I’m building a game for the Gear VR, so it needs to render twice and hit 60fps on a Samsung Note 4. I’m running into performance trouble, and I’m posting here since I think the problem might extend to mobile projects in general.
I’m trying to build a game that involves a lot of small, simple objects in view at once. Mindful of the performance limitations of mobile VR development, I started out by building a stress test scene. So far, it seems that having large numbers of rendered objects in the scene is a huge performance killer. My current test involves 2000 trivial quads (1k per eye). Even though this involves only 8k vertices, and even when they’re all batched into a couple of draw calls (either dynamically or statically), this is enough to bring the framerate well below 60FPS.
So: Is it common for ~2k objects to drag down performance like this, even if they’re trivial and fully batched?

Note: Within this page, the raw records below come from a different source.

PR #2372, opened 2017-10-22
Fix 2230

danteese:
Prevent large file downloads using modal dialog to confirm action. 
fix-2230


qiita_pet/templates/sitebase.html
```diff
@@ -570,6 +570,33 @@
...
+            <div class="modal-footer">
+              <button type="button" class="btn btn-danger" data-dismiss="modal">No</button>
+              <button type="button" class="btn btn-success" id="qiita_dwnld_accept">Yes</button>
+            </div>
+            <!-- href="{% raw qiita_config.portal_dir %}/release/download/public" -->
+          </div>
+        </div>
+      </div>
+
+      <script type="text/javascript">
```
josenavas: Can this piece of javascript be moved up with the rest of the JavaScript in this page? Thanks!

qiita_pet/test/test_download.py
```diff
@@ -161,21 +161,6 @@ def test_download_study(self):
         response = self.get('/download_study_bioms/1')
         self.assertEqual(response.code, 200)
         exp = (
-            '- 1256812 /protected/processed_data/1_study_1001_closed_'
```
josenavas: Why has this being deleted? I'd to fix this recently by adding this, so I'm surprised now that it needs to be removed.

danteese: Those lines had a conflict between the master and dev branches, which I fixed by deleting them. BTW the tests are passing.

If that’s just a limitation of Unity on the Note 4, I’ll deal with it, but this strikes me as weird. Especially because I can have much more geometric complexity, and many more draw calls, and still run fast! So I’m thinking/hoping/praying that there’s something wrong, and this problem might just go away after a quick fix.
I’ve already checked most of the more obvious potential culprits. The scene has no extraneous elements, the shaders are simple, the Quality Settings are correct, and the dev software is up-to-date (Unity 4.6.3f1, Mobile SDK 0.5.0, Oculus Runtime 0.5.0.1). The profiler shows that the biggest problem is the CPU rendering time (and also that I’m running into the Gfx.WaitForPresent problem discussed in this thread). I’ve also noticed that the reported framerate tends to be at 30fps or 60fps without much time in-between, almost as if it’s trying to V-Sync, even though that’s definitely disabled in the settings.

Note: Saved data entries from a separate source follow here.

PR #2375, opened 2017-10-25
Fix ILIKE parameters quoted params

antgonza:


qiita_db/processing_job.py
```diff
@@ -141,42 +141,57 @@ def create(cls, user, parameters, force=False):
...
+
+            if params:
+                # divided by 2 as it's key-value pairs
+                len_params = len(params)/2
+                sql = sql.format(' AND ' + ' AND '.join(
+                    ["command_parameters->>%s ILIKE %s"] * len_params))
+                params = [command.id] + params
+                TTRN.add(sql, params)
+            else:
+                TTRN.add(sql.format(""), [command.id])
```
josenavas: Do you mind adding a comment here on why there is a need for a call to format with an empty string? I had to read the 3 or 4 times until I realized why it was needed.

qiita_db/test/test_processing_job.py
```diff
@@ -948,5 +953,27 @@ def test_remove_error(self):
             tester.remove(tester.graph.edges()[0][0])
 
 
+@qiita_test_checker()
+class ProcessingJobDuplicated(TestCase):
```
josenavas: Is there a specific reason why you've created a different class here? That triggers a new reset of the DB, it will be great if we can avoid a reset of DB unless strictly necessary.

qiita_db/processing_job.py
antgonza: k, will add.

qiita_db/test/test_processing_job.py
antgonza: As we are setting all the jobs to error the other tests are failing. I think we have 2 options: A. reset back but it seemed ugly to me or B. have it as a different class so the reset happens, this seemed better to me

josenavas: Nah, it's okay - I just wanted to make sure that there was an actual reason to create the class.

Here’s a screenshot of the profiler results. Note the 2000 calls to FFWD Lights, even though the scene only includes unlit materials. (Is that normal?)

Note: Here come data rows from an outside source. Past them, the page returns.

PR #2377, opened 2017-10-27
Update redbiom.html

adswafford:


qiita_pet/templates/redbiom.html
```diff
@@ -208,18 +208,31 @@
         <ul>
           <li>
             Find all samples in which the word infant exists, as well as antibiotics,
-            where the infants are under a certain number of days old:
-            "infant &amp; antibiotics where age_days < 30"
+            where the infants are under a year old:
```
antgonza: Remember that this is HTML so it will not render as it's written. If you want a new line you will need to use `<br/>`, if you want to create a list you could do: 
```html
<ul>
   <li>element 1</li>
   <li>element 2</li>
</ul>
```
and please use `&amp;` for all the `&`

antgonza:
ping @adswafford

adswafford:
Still no luck at least on qiita-rc, but not sure if this is pointed at
redbiom-rc? Also, the message says the query is malformed?
[image: Inline image 1]

wasade:
Not sure, works for me against `redbiom-rc`:

```bash
$ redbiom search metadata "where ph < 7 and emp_release1 == 'True'" | wc -l
1176
```

adswafford:
Gotcha. I just tried to go to qiita-rc again now to test and it looks like
the system is down/updating, but we should check that it's working through
the GUI before we put it in the list of examples.

josenavas:
@adswafford we are currently updating the qiita-rc to do a dry upgrade, to ensure the success of tomorrow's main system update.

antgonza:
closing in favor of: https://github.com/biocore/qiita/pull/2382

PR #2386, opened 2017-11-04
Fix per sample fastq bug

antgonza:
During processing of the HMP2 metagenomic data I found an issue where it was possible to assign  the same run_prefix to multiple files.


antgonza:
This is ready for review.

Before:
before

After: 
after

qiita_pet/handlers/api_proxy/studies.py
```diff
@@ -291,9 +289,16 @@ def study_files_get_req(user_id, study_id, prep_template_id, artifact_type):
...
         # group files by prefix
-        sfiles = {p: [f for _, f in uploaded if f.startswith(p)]
-                  for p in prep_prefixes}
+        sfiles = defaultdict(list)
+        for p in prep_prefixes:
+            to_remove = []
+            for fid, f in uploaded:
+                if f.startswith(p):
+                    sfiles[p].append(f)
+                    to_remove.append((fid, f))
```
ElDeveloper: I think this can be changed to be:

```
uploaded.remove((fid, f))
```

And you can remove the list-comprehension below that's filtering the uploaded elements.

antgonza: Tried that originally, see previous failing push. The issue is that you are changing a looping variable, while you are looping on it.

ElDeveloper: Ah, I see, thanks!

Also, a single-camera screenshot of the stress test itself (note that fill rate shouldn’t be a problem here) and a__nother of the Oculus Remote Monitor__ (not sure how to read this info, really).
If I just needed to render quads, I’d happily combine them into a single mesh (which works fine) and call it a day, but unfortunately this is just a stand-in for more complex moving objects that can’t be combined. Halp!